SELECT COUNT(*), COUNT(DISTINCT "price") FROM "table" GROUP BY "product"

For now, this is solved by creating two queries:

SELECT COUNT(*) FROM "table" GROUP BY "product"
SELECT COUNT(DISTINCT "price") FROM "table" GROUP BY "product"

Optimizing query execution

The basic Elastic proxy translates all aggregations into separate queries. Consider the following Elastic query:

{
  "count": 0,
  "aggs": {
    "categories": {
      "terms": { "field": "category" },
      "avgPrice": { "avg": { "field": "price" } },
      "aggs": {
        "products": {
          "terms": { "field": "product" },
          "aggs": {
            "minPrice": { "min": { "field": "price" } },
            "avgPrice": { "avg": { "field": "price" } },
            "maxPrice": { "max": { "field": "price" } },
            "prices": { "cardinality": { "field": "price" } }
          }
        }
      }
    }
  }
}

This translates to the following queries:

SELECT "category", COUNT(*)                           FROM "table" GROUP BY "category"
SELECT "category", AVG("price")                       FROM "table" GROUP BY "category"
SELECT "category", "product", COUNT(*)                FROM "table" GROUP BY "category", "product"
SELECT "category", "product", MIN("price")            FROM "table" GROUP BY "category", "product"
SELECT "category", "product", AVG("price")            FROM "table" GROUP BY "category", "product"
SELECT "category", "product", MAX("price")            FROM "table" GROUP BY "category", "product"
SELECT "category", "product", COUNT(DISTINCT "price") FROM "table" GROUP BY "category", "product"

Because most operators can be combined, this can be reduced to the following three queries:

SELECT "category", COUNT(*), AVG("price") FROM "table" GROUP BY "category"
SELECT "category", "product", COUNT(*), MIN("price"), AVG("price"), MAX("price") FROM "table" GROUP BY "category", "product"
SELECT "category", "product", COUNT(DISTINCT "price") FROM "table" GROUP BY "category", "product"

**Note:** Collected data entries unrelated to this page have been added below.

PR #6608, opened 2026-06-01
Add reusable component state caching to PVS serialization

StarlightHost:
There is not much code, so it is easier to read it and the comments.

Splitting component state construction into two separate steps, with deduplication and reuse of the serialized data.

This optimizes high pop.

### DIFF
--- a/Robust.Server/GameStates/PvsSystem.GetStates.cs
+++ b/Robust.Server/GameStates/PvsSystem.GetStates.cs
@@ -1,9 +1,12 @@
 using System;
 using System.Collections.Generic;
 using System.Runtime.CompilerServices;
+using System.IO;
+using System.Threading;
 using Robust.Shared.GameObjects;
 using Robust.Shared.GameStates;
 using Robust.Shared.Player;
+using Robust.Shared.Serialization;
 using Robust.Shared.Timing;
 using Robust.Shared.Utility;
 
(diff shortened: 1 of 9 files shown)


StarlightHost:
I will reopen it once I test it in our build.

StarlightHost:
image
It did give us a performance gain, but not as much as I had hoped.
I will think more about the possibility of caching state between ticks if it has not changed.

StarlightHost:
Both rounds captured in the frame were nukies, one before and one after.

With 200 + online.

StarlightHost:
image
This is our low pop server, but the hit rate is still pretty good.

StarlightHost:
Turns out the UI component was not marked as user specific.
So I will hold off on putting this PR here for now.
Let us see what else we catch.

StarlightHost:
Okay, no other critical components with a missing user specific field have been found so far.
And the tests passed pretty well.

PJB3005:
What is the actual goal of this optimization? Reducing allocations? Or is the actual component state collection slow itself?

StarlightHost:
@PJB3005 Regarding your question, yes, the issue is that actual component state collection is slow.
With 270 players online, it causes spikes up to 30 ms by the end of the round, when everyone enters the shared PVS on the shuttle and CentComm, or in cases like nukies fighting a crowd in a tight area. Ghosts also contribute to this.
In general, this one modified piece of code consumes more tick time than all systems combined.

As for the PR itself, the result over several shifts is slightly below expectations. I am tuning the metrics, the caching itself, and also experimenting with caching between fromTick calls, provided that it is not a delta and the modification tick has not changed.
I will report back here about the experiments later.

For now, I do not consider it reasonable to merge this, but I would be happy to hear any additional ideas.

metalgearsloth:
If it's always faster wouldn't it be better to not have a CVar, unless it's just for testing purposes?

And given the fact this could probably cause some nightmarish hellbugs on live I'd think it probably needs a test?

Also should it end up being faster? I would've thought every player in different areas should be slower for PVS than everyone stacked as it has to check more entities. As only areas where every player is stacked AND you're sending a lot of states would be faster.

StarlightHost:
Added metrics, published to alpha.
Noticed a very interesting thing.
During spikes, when the state consumes an unreasonably large amount, the share of state builds rises to almost 95%.
I will try to optimize state collection specifically.
Will get back later with a new pr.

PJB3005:
> yes, the issue is that actual component state collection is slow.

Is it slow because of the amount of allocations or because we have to call `.GetComponentState()` at all?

If the average price at the category level isn't required, then the first query can be completely eliminated and the doc_count per category could be determined from the output of the second aggregation.

The Sneller SQL engine is more efficient when all queries are executed in a single roundtrip. Instead of sending three separate queries, it will send the following query:

SELECT
 (SELECT "category", COUNT(*), AVG("price") FROM "table" GROUP BY "category") AS "q1",
 (SELECT "category", "product", COUNT(*), MIN("price"), AVG("price"), MAX("price") FROM "table" GROUP BY "category", "product") AS "q2",
 (SELECT "category", "product", COUNT(DISTINCT "price") FROM "table" GROUP BY "category", "product") AS "q3"

Another advantage of this approach is that the query runs with the same set of data during each query. When the queries are fired sequentially, then data might have been changed between two queries and give inconsistent results.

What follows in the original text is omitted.